PR #328, opened 2021-08-17
Rk64fixes in pelec

hsitaram:
updating submodules and bringing in pelephysics' rk64 integrator into pelec. I have a feeling cmake is going to complain. lets see how CI goes.


jrood-nrel:
I think `React.H` is not needed anymore?

hsitaram:
> I think `React.H` is not needed anymore?

We will need to phase out at some point. Lets keep it until @baperry2 's SRK mods go into pelephysics

jrood-nrel:
@baperry2 Can you put the SRK modifications into PelePhysics so we don't have two rk64 solvers?

baperry2:
@jrood-nrel @hsitaram sure, the modifications should be pretty quick, I'll do them later today or tomorrow.

hsitaram:
> @jrood-nrel @hsitaram sure, the modifications should be pretty quick, I'll do them later today or tomorrow.

It is a bit tricky now that there is only one fkernelspec. are you planning to do with ifdef decorations?

baperry2:
@hsitaram having only one fKernelSpec actually makes it easier (see this [comment](https://github.com/AMReX-Combustion/PelePhysics/pull/187#issuecomment-899765339)) and should enable the changes to make sundials SRK compatible as well. It will all be handled by EOS templating and won't require any ifdefs. That may incur a slight performance penalty for SRK vs. rearranging to minimize EOS calls, but I think the simplicity is probably worth it at this point.

hsitaram:
@baperry2 - you would need an ifdef for using energy equation ode instead of temperature, correct? otherwise, cvode's analytic jacobian will not be compatible like you said in your earlier comment. You also will have to change how the sundials nvecs are initialized if e/h is the dependent variable instead of T

baperry2:
My plan is just to leave the integration based on temperature. I do think the stability benefit of including temperature as a dependent variable for the ODE solver is outweighed by the computational cost of the additional EOS calls required to do so (for SRK but not ideal gas), but it wouldn't hurt beyond that. 

I might play around to verify the relative computational cost a bit more. If it's a large performance penalty, I can use runtime conditionals to skip computation of the RHS for T for SRK (should not require any changes to nvecs structure because we manually integrate e and T would just be ignored). But I think that's a secondary consideration at this point. 

There's no short term plan to support analytical jacobian for SRK regardless - it will only be compatible with sundials for schemes that don't rely on the analytical jacobian.

drummerdoc:
@baperry2 I've also heard that working with the composition in moles/vol can make a difference as well, since we would avoid converting from rho.Y to evaluate the production rates (though it probably depends on the details under the covers).  However, the potential savings of either optimization might be minimal on GPUs (because flops are "free" as they say) - or the extra registers to hold the converted quantities could reduce occupancy... GPUs are fun.  It's certainly worth a trade-off study someday down the line, for both IGL and SRK.

CMake/BuildPeleCExe.cmake
```diff
@@ -91,6 +91,19 @@ function(build_pelec_exe pelec_exe_name)
     target_sources(${pelec_exe_name} PRIVATE
                    ${SRC_DIR}/React.H
                    ${SRC_DIR}/React.cpp)
+    if("${PELEC_SUNDIALS_INTEGRATOR}" STREQUAL "rk64")
```
jrood-nrel: We can simplify this. I will make a PR to this branch that updates the CMake.

jrood-nrel (approved):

The task> What you write must match the material above exactly and in full.

Result of the exercise>
PR #328, opened 2021-08-17
Rk64fixes in pelec

hsitaram:
updating submodules and bringing in pelephysics' rk64 integrator into pelec. I have a feeling cmake is going to complain. lets see how CI goes.


jrood-nrel:
I think `React.H` is not needed anymore?

hsitaram:
> I think `React.H` is not needed anymore?

We will need to phase out at some point. Lets keep it until @baperry2 's SRK mods go into pelephysics

jrood-nrel:
@baperry2 Can you put the SRK modifications into PelePhysics so we don't have two rk64 solvers?

baperry2:
@jrood-nrel @hsitaram sure, the modifications should be pretty quick, I'll do them later today or tomorrow.

hsitaram:
> @jrood-nrel @hsitaram sure, the modifications should be pretty quick, I'll do them later today or tomorrow.

It is a bit tricky now that there is only one fkernelspec. are you planning to do with ifdef decorations?

baperry2:
@hsitaram having only one fKernelSpec actually makes it easier (see this [comment](https://github.com/AMReX-Combustion/PelePhysics/pull/187#issuecomment-899765339)) and should enable the changes to make sundials SRK compatible as well. It will all be handled by EOS templating and won't require any ifdefs. That may incur a slight performance penalty for SRK vs. rearranging to minimize EOS calls, but I think the simplicity is probably worth it at this point.

hsitaram:
@baperry2 - you would need an ifdef for using energy equation ode instead of temperature, correct? otherwise, cvode's analytic jacobian will not be compatible like you said in your earlier comment. You also will have to change how the sundials nvecs are initialized if e/h is the dependent variable instead of T

baperry2:
My plan is just to leave the integration based on temperature. I do think the stability benefit of including temperature as a dependent variable for the ODE solver is outweighed by the computational cost of the additional EOS calls required to do so (for SRK but not ideal gas), but it wouldn't hurt beyond that. 

I might play around to verify the relative computational cost a bit more. If it's a large performance penalty, I can use runtime conditionals to skip computation of the RHS for T for SRK (should not require any changes to nvecs structure because we manually integrate e and T would just be ignored). But I think that's a secondary consideration at this point. 

There's no short term plan to support analytical jacobian for SRK regardless - it will only be compatible with sundials for schemes that don't rely on the analytical jacobian.

drummerdoc:
@baperry2 I've also heard that working with the composition in moles/vol can make a difference as well, since we would avoid converting from rho.Y to evaluate the production rates (though it probably depends on the details under the covers).  However, the potential savings of either optimization might be minimal on GPUs (because flops are "free" as they say) - or the extra registers to hold the converted quantities could reduce occupancy... GPUs are fun.  It's certainly worth a trade-off study someday down the line, for both IGL and SRK.

CMake/BuildPeleCExe.cmake
```diff
@@ -91,6 +91,19 @@ function(build_pelec_exe pelec_exe_name)
     target_sources(${pelec_exe_name} PRIVATE
                    ${SRC_DIR}/React.H
                    ${SRC_DIR}/React.cpp)
+    if("${PELEC_SUNDIALS_INTEGRATOR}" STREQUAL "rk64")
```
jrood-nrel: We can simplify this. I will make a PR to this branch that updates the CMake.

jrood-nrel (approved):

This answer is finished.